→ Task brief:
Select every line containing the word "instead" from the material, and copy those lines.

→ Information provided:
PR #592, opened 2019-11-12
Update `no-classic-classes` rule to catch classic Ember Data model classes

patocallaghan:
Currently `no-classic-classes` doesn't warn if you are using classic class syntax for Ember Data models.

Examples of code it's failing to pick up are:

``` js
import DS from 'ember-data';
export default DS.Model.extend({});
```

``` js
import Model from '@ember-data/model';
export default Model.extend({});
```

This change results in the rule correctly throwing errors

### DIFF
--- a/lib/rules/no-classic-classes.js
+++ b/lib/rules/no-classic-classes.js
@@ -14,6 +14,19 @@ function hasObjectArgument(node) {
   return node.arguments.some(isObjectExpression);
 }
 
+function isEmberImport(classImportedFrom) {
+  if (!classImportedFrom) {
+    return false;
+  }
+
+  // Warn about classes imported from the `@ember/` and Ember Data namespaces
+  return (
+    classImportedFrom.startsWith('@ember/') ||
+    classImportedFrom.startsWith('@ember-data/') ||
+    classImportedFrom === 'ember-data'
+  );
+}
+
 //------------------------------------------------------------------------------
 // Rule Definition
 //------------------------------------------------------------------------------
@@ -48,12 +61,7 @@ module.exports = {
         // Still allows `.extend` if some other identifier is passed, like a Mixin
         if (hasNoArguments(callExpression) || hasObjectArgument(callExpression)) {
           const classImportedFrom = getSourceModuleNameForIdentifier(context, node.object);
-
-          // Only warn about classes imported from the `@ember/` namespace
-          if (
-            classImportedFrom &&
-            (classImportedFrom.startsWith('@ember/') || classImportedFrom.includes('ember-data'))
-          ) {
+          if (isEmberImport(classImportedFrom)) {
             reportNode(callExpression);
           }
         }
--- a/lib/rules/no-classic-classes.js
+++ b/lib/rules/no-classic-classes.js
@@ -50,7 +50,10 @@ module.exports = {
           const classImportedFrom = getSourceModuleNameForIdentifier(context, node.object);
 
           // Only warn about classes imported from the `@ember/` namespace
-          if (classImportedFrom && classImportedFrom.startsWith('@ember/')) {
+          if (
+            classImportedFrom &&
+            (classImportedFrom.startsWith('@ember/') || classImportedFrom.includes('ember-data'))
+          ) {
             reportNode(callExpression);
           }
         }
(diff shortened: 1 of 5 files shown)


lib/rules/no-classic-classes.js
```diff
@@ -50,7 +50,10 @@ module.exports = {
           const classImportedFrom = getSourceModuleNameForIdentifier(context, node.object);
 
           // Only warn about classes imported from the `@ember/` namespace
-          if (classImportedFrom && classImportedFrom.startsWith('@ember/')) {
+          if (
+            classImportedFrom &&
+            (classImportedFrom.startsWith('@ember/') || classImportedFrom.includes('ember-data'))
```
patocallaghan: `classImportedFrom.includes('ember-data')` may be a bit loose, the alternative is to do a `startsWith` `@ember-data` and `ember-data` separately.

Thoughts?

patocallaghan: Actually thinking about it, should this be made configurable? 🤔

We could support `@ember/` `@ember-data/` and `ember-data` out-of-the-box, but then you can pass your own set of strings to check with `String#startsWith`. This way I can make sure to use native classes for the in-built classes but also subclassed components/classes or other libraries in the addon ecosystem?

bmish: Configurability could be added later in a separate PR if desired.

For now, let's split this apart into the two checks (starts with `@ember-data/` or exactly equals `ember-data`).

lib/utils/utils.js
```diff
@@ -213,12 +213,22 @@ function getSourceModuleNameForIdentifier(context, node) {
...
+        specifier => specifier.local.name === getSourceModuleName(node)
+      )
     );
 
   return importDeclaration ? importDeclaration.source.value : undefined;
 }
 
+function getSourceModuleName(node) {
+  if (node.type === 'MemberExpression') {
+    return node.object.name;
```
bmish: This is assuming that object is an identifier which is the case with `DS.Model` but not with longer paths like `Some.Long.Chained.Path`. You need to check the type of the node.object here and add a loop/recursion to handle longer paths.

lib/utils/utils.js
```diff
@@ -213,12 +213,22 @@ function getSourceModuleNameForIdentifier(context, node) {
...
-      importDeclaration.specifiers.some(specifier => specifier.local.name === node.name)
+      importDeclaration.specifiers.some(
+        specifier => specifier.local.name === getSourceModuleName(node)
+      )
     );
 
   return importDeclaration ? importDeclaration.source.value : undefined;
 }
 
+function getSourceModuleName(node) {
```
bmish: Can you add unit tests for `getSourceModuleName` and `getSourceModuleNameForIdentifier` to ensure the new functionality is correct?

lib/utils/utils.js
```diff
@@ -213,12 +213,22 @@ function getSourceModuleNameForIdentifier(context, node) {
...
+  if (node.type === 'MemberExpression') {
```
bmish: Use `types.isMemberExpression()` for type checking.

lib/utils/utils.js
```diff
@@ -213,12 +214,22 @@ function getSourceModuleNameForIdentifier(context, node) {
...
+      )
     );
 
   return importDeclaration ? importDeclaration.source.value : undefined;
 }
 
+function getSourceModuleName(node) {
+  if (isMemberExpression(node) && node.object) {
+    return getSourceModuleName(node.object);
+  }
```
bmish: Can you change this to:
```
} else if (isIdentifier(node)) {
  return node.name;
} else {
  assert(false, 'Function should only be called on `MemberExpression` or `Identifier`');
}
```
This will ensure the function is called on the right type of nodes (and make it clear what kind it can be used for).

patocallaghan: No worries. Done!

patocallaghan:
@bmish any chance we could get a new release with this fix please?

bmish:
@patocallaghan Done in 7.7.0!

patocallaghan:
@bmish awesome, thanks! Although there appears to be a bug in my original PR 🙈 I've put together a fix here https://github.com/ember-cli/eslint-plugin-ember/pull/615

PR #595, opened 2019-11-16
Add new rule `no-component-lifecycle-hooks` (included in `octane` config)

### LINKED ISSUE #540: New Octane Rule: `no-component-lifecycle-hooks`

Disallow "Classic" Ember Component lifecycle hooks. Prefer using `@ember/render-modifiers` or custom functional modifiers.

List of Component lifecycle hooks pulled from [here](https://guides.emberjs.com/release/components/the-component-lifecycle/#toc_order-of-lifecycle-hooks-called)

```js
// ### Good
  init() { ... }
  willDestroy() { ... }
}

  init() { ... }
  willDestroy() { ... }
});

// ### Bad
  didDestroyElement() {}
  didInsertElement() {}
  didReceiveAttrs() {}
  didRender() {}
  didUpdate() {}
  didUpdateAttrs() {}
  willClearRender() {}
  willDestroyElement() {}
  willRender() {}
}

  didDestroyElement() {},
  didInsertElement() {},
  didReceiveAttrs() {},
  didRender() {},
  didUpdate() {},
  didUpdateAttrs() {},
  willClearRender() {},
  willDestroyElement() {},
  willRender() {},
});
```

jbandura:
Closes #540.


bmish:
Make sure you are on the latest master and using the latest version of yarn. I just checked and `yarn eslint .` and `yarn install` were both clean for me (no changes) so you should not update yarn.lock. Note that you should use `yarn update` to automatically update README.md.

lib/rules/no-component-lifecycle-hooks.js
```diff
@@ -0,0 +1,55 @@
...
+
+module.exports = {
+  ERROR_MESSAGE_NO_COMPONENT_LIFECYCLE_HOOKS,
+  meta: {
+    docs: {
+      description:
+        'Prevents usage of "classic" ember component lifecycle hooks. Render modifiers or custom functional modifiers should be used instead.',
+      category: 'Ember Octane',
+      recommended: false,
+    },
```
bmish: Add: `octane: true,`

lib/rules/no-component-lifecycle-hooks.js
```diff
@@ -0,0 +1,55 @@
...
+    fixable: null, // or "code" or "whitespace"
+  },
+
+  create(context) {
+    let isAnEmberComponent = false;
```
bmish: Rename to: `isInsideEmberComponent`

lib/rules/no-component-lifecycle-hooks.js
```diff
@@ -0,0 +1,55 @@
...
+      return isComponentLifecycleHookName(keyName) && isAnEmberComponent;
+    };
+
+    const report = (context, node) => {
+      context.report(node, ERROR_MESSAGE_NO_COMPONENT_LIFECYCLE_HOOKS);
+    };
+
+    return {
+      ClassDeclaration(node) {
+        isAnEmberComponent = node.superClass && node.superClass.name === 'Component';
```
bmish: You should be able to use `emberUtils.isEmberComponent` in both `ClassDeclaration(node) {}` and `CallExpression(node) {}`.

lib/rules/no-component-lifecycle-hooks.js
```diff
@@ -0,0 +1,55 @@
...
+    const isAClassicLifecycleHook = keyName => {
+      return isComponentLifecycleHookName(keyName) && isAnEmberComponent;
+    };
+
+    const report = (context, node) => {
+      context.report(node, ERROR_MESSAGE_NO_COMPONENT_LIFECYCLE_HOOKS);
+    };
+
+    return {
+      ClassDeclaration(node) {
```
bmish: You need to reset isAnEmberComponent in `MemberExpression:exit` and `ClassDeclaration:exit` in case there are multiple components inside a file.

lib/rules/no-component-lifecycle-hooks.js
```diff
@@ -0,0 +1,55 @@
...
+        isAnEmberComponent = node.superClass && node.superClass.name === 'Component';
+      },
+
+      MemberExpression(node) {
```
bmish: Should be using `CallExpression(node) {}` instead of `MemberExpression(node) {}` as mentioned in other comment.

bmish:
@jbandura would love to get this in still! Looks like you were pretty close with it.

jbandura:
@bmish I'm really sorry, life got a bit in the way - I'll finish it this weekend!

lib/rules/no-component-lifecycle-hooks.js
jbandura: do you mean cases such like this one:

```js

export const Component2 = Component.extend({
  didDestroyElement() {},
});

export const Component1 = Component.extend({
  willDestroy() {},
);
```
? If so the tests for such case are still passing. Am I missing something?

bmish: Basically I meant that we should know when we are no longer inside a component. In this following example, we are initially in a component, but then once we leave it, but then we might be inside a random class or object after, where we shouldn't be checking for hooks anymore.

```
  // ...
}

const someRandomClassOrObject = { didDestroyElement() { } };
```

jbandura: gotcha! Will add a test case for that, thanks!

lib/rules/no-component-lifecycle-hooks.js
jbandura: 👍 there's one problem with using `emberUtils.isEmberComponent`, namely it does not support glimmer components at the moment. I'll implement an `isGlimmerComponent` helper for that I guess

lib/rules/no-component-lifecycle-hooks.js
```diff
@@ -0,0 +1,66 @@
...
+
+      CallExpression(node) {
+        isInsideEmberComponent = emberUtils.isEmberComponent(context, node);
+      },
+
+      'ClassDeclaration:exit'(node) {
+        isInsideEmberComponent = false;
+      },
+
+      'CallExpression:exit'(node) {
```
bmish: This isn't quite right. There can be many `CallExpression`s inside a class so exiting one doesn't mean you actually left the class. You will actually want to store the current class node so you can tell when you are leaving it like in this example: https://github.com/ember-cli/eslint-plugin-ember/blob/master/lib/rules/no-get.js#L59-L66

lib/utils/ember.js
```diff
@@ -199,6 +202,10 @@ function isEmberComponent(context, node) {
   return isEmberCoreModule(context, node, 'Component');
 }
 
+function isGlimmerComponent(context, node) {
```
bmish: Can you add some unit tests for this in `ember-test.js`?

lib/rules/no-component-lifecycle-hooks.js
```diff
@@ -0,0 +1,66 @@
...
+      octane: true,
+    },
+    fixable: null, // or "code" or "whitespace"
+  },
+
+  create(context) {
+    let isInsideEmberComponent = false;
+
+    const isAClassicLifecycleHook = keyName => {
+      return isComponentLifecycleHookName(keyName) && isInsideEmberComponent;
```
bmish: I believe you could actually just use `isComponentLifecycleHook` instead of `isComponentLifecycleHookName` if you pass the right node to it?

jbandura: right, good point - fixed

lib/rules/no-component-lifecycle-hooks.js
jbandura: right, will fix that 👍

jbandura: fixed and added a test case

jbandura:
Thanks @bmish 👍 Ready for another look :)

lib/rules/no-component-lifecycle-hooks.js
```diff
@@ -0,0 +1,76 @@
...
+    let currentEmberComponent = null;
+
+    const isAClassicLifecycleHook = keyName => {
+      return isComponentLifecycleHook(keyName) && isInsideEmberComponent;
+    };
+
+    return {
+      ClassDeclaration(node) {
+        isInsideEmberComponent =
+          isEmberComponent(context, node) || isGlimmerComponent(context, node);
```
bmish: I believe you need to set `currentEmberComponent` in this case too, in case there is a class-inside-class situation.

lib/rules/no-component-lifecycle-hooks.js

→ Answer space:
+        'Prevents usage of "classic" ember component lifecycle hooks. Render modifiers or custom functional modifiers should be used instead.',
bmish: Should be using `CallExpression(node) {}` instead of `MemberExpression(node) {}` as mentioned in other comment.
bmish: I believe you could actually just use `isComponentLifecycleHook` instead of `isComponentLifecycleHookName` if you pass the right node to it?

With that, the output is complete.